For meganuclease vectors:
Combine
150 ng/μl transgenic plasmid 4 μl
5 U/μl ISce-I 2 μl
10X ISce-I buffer 2 μl
H20 12 μl
Inject 1nl of the solution into one-cell-stage eggs
The concentration of plasmid/meganuclease injected per embryo will be 30 pg/0.5 U
Note
We found that this concentration is the best ratio for most of the constructs giving high fluorescence
and no necrosis. To increase fluorescence it is possible to titrate the DNA up to 70 pg but it will
increase necrosis.
Subsequent steps
• Score embryos for fluorescent protein expression.

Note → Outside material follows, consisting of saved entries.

PR #5211, opened 2023-02-18
Fix TestCase::onNotSuccessfulTest() PHP 8.0 and lower BC

mvorisek:
introduced in https://github.com/sebastianbergmann/phpunit/commit/b61f014f0896ac75b3f7711a95c6fd0a5fa575fa

In PHP 8.0 and lower there is no `never` native type.

PHP projects overriding `TestCase::onNotSuccessfulTest()` method like:

```php
<?php

class MyTest extends TestCase {
    protected function onNotSuccessfulTest(Throwable $t): void
    {
        throw $t;
    }
}
```

should still be able to run the tests on PHP 8.0 and lower (with phpunit 9.x).

This PR loosen the return type requirement from `never` to `void`. PHP 8.1 and higher only projects can use the native `never` return type already - https://3v4l.org/gjAI0.

### DIFF
--- a/src/Framework/TestCase.php
+++ b/src/Framework/TestCase.php
@@ -1383,9 +1383,11 @@ abstract class TestCase extends Assert implements Reorderable, SelfDescribing, T
     /**
      * This method is called when a test method did not execute successfully.
      *
+     * @return never
+     *
      * @throws Throwable
      */
-    protected function onNotSuccessfulTest(Throwable $t): never
+    protected function onNotSuccessfulTest(Throwable $t): void
     {
         throw $t;
     }


sebastianbergmann:

PHPUnit 10.0 is not supported on PHP 8.0, so the issue you want to fix does not exist.

mvorisek:
The problem is present when PHPUnit 10.0 needs to be supported but the project still needs support PHP 8.0 and lower.

Currently, when PHPUnit 10.0 needs to be supported, `never` return type needs to be declared - https://3v4l.org/gjAI0 - which leads to fatal error in PHP 8.0.

Without this PR, fix like https://github.com/atk4/core/commit/1faf85e26cfbebbfbdaa114274f62c298479c5df is needed. Is it the best/recommended solution?

mvorisek:
@sebastianbergmann may I please ask you for a recommended way to solve the problem and/or reconsider this PR, thank you

sebastianbergmann:
> The problem is present when PHPUnit 10.0 needs to be supported but the project still needs support PHP 8.0 and lower.

Do not use PHPUnit 10 in projects that need to support PHP < 8.1.

PR #5223, opened 2023-02-20
rename objectHasAttribute to objectHasProperty

### LINKED ISSUE #5220: Add `assertObjectHasProperty()` and `assertObjectHasNotProperty()`

jasverix:
Fix #5220


sebastianbergmann:
Thank you for your contribution. I appreciate the time you invested in preparing this pull request. However, I have decided not to merge it. This is too big of a change to introduce into the PHPUnit 9 version series.

jasverix:
I renamed the entire class, could maybe just add the method without renaming the class? If you think #5220 should be done, I can try to make a smaller PR for it.

PR #5225, opened 2023-02-20
Allow providing named arguments from a data provider

### LINKED ISSUE #5150: Allow providing named arguments from a data provider
Using a data provider you can easily run the same test for a different set of values. However, this construction currently requires the number of parameters to match the expected number, and them be in the exact same order as expected by the test method.

Since PHP 8.0 it is possible to pass argument by name to a method, which can be combined with array destructuring to allow passing arguments by name to a function. This would allow something like the very simple example below:

```php

final class DataTest extends TestCase
{
    /**
     * @dataProvider additionProvider
     */
    public function testEquals(int $a, int $b = 0, int $expected = 0): void
    {
        $this->assertSame($expected, $a + $b);
    }

    public function additionProvider(): array
    {
        return [
            [0, 1, 1], // already works
            [0], // already works
            [1, 'b' => 3, 'expected' => 4], // already works (array keys are discarded)
            [1, 'expected' => 4, 'b' => 3], // does not work (as intended) yet
        ];
    }
}
```

I got my local testsuite to behave like this by removing the `array_values` call that is applied to the test arguments before running, i.e. changing 
https://github.com/sebastianbergmann/phpunit/blob/a06635903e3f50fad271d30777660b08b6de6232/src/Framework/TestCase.php#L1016
to
```php
            $testResult = $this->{$this->name}(...$testArguments); 
```
but I'm not sure of possible consequences elsewhere, so have not yet found time to make a proper PR yet.

*Edit*: it seems that the `array_values` call is actually required to make `dependencyInput` function properly; if I change 
https://github.com/sebastianbergmann/phpunit/blob/a06635903e3f50fad271d30777660b08b6de6232/src/Framework/TestCase.php#L1011
to
```php
```
all existing tests seem to pass locally as before.

jnoordsij:
Resolves #5150

This PR aims to allow passing named arguments from a data provider, to have more flexibility in re-ordering arguments and skipping optional ones without having to provide a default value.

Note 1: I was not entirely sure on where to put the test; if there is a more suitable location to add this, let me know!

Note 2: Combining named arguments with input from a dependency is not supported, as providing positional arguments after named ones in an array is not supported, and data provider arguments will go first as [per doc description](https://docs.phpunit.de/en/10.0/writing-tests-for-phpunit.html#data-providers). I could not find a test to ensure this behavior, so made https://github.com/jnoordsij/phpunit/commit/ac028c8eb14da44268378a5a0fe0b9840aa67e2e this PR doesn't break existing behavior. I also created https://github.com/jnoordsij/phpunit/commit/f7e28c4c7a51c1f805d5ec94ae29feaa5acf63f4 to demonstrate the unsupported case. If wanted, I can add those tests to this PR or a new PR.

### DIFF
--- a/src/Framework/TestCase.php
+++ b/src/Framework/TestCase.php
@@ -1176,10 +1176,10 @@ abstract class TestCase extends Assert implements Reorderable, SelfDescribing, T
      */
     final protected function runTest(): mixed
     {
-        $testArguments = array_merge($this->data, $this->dependencyInput);
+        $testArguments = array_merge($this->data, array_values($this->dependencyInput));
 
         try {
-            $testResult = $this->{$this->name}(...array_values($testArguments));
+            $testResult = $this->{$this->name}(...$testArguments);
         } catch (Throwable $exception) {
             if (!$this->shouldExceptionExpectationsBeVerified($exception)) {
                 throw $exception;
--- a/tests/_files/DataProviderNamedArgumentsTest.php
+++ b/tests/_files/DataProviderNamedArgumentsTest.php
@@ -1,0 +1,30 @@
+<?php declare(strict_types=1);
+/*
+ * This file is part of PHPUnit.
+ *
+ * (c) Sebastian Bergmann <sebastian@phpunit.de>
+ *
+ * For the full copyright and license information, please view the LICENSE
+ * file that was distributed with this source code.
+ */
+namespace PHPUnit\TestFixture;
+
+use PHPUnit\Framework\Attributes\DataProvider;
+use PHPUnit\Framework\TestCase;
+
+class DataProviderNamedArgumentsTest extends TestCase
+{
+    public static function providerMethod()
+    {
+        return [
+            ['a' => 1, 'b' => 2, 'c' => 3],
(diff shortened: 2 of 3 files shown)


jnoordsij:
Hey there! Was wondering if there was anything left for me to do that can help getting this reviewed and/or merged?

sebastianbergmann:
This will not go into PHPUnit 10.1, sorry.

jnoordsij:
> This will not go into PHPUnit 10.1, sorry.

I understand that it was a bit of a short time to get it in. Is there anything I can do to help it go into the next minor version?

jnoordsij:
Rebased this on `main` and tests still seem to be fine locally.

Note: for anyone subscribed interested, testing these changes in your local setup to ensure everything works fine on your end and then leaving a review might be helpful in landing this PR.

sebastianbergmann:
> I also created https://github.com/jnoordsij/phpunit/commit/f7e28c4c7a51c1f805d5ec94ae29feaa5acf63f4 to demonstrate the unsupported case. If wanted, I can add those tests to this PR or a new PR.

Yes, please send a pull request for test(s) for the unsupported case(s). Thanks!

PR #5229, opened 2023-02-20
assertObjectHasProperty() and assertObjectNotHasProperty()

### LINKED ISSUE #5220: Add `assertObjectHasProperty()` and `assertObjectHasNotProperty()`

jasverix:
Added PR for PhpUnit 10.0. Still not sure if you accept the feature request at all, but then the PR is at least here.

If accepted, I can try to make a "small-as-possible" change for PhpUnit 9 so we can get rid of the deprecation warnings. Just add the new methods and let them call the old methods or something.

If you don't want the feature, then it is OK, but then I will probably add the code in our codebase instead, because we cannot live without them in our API tests 😅 

Fix #5220


sebastianbergmann:
> Still not sure if you accept the feature request at all, but then the PR is at least here.

I am open to the idea and will review this PR as soon as I find the time.

> I can try to make a "small-as-possible" change for PhpUnit 9 so we can get rid of the deprecation warnings.

PHPUnit 9 is closed for additions.

sebastianbergmann:
Did you add `ClassHasProperty` (https://github.com/sebastianbergmann/phpunit/pull/5229/files#diff-69d378dcbcd5862a44ba12f6649211842df4255a14a2e500b1de62f0275bd07d) by mistake?

jasverix:
Yeah, I actually just fetched the old classes from 9 and renamed them. Have gone through the code now and removed ClassHasProperty, and added the two new functions to Functions.php.

sebastianbergmann:
Can you please fix the coding guidelines and type checker issues and squash your changes into a single commit when you're done? Thanks!

PR #5231, opened 2023-02-21
assertObjectHasProperty() and assertObjectNotHasProperty() #5229

### LINKED ISSUE #5220: Add `assertObjectHasProperty()` and `assertObjectHasNotProperty()`

jasverix:
Fix #5220

### DIFF
--- a/src/Framework/Constraint/Object/ObjectHasProperty.php
+++ b/src/Framework/Constraint/Object/ObjectHasProperty.php
@@ -1,0 +1,76 @@
+<?php declare(strict_types=1);
+/*
+ * This file is part of PHPUnit.
+ *
+ * (c) Sebastian Bergmann <sebastian@phpunit.de>
+ *
+ * For the full copyright and license information, please view the LICENSE
+ * file that was distributed with this source code.
+ */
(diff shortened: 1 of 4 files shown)


src/Framework/Constraint/Object/ObjectHasProperty.php
```diff
@@ -0,0 +1,76 @@
...
+    protected function matches(mixed $other): bool
+    {
+        if (!is_object($other)) {
+            return false;
+        }
+
+        try {
+            return (new ReflectionObject($other))->hasProperty($this->propertyName);
+        } catch (ReflectionException) {
+            return false;
```
jasverix, line 55: Am getting a 'codecov' warning here. The problem is that psalm thinks that the above line can throw a ReflectionException, and is complaining if I don't have the catch. But it is not possible to write code that will cause this exception, so I cannot cover it with tests.

sebastianbergmann: I will take care of this when I merge this.

sebastianbergmann:
Merged manually, thanks.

• Quantify gene knockdown by qPCR.
• Score fluorescent embryos for phenotype.
• Attempt rescue of phenotype by injection or expression of target gene RNA that does not bind
siRNA.
REFERENCES
1. Dong M, Fu YF, Du TT, Jing CB, Fu CT, Chen Y, Jin Y, Deng M, Liu TX. Heritable and lineagespecific
gene knockdown in zebrafish embryo. PloS one. 2009;4, e6125.
2. De Rienzo G, Gutzman J, Sive H. Efficient shRNA-mediated inhibition of Gene Expression in
Zebrafish. Zebrafish. July 2012. http://online.liebertpub.com/doi/abs/10.1089/zeb.2012.0770
3. Villefranc JA, Amigo J, Lawson ND. Gateway compatible vectors for analysis of gene function in
the zebrafish. Dev Dyn. 2007;236:3077-3087.
4. Kwan KM, Fujimoto E, Grabher C, Mangum BD, Hardy ME, Campbell DS, Parant JM, Yost HJ,
Kanki JP, Chien CB. The Tol2kit: A multisite gateway-based construction kit for Tol2 transposon
transgenesis constructs. Dev Dyn. 2007;236:3088-3099.
5. Robu ME, Larson JD, Nasevicius A, Beiraghi S, Brenner C, Farber SA, Ekker SC. p53 activation
by knockdown technologies. PLoS Genet. 2007;3:e78.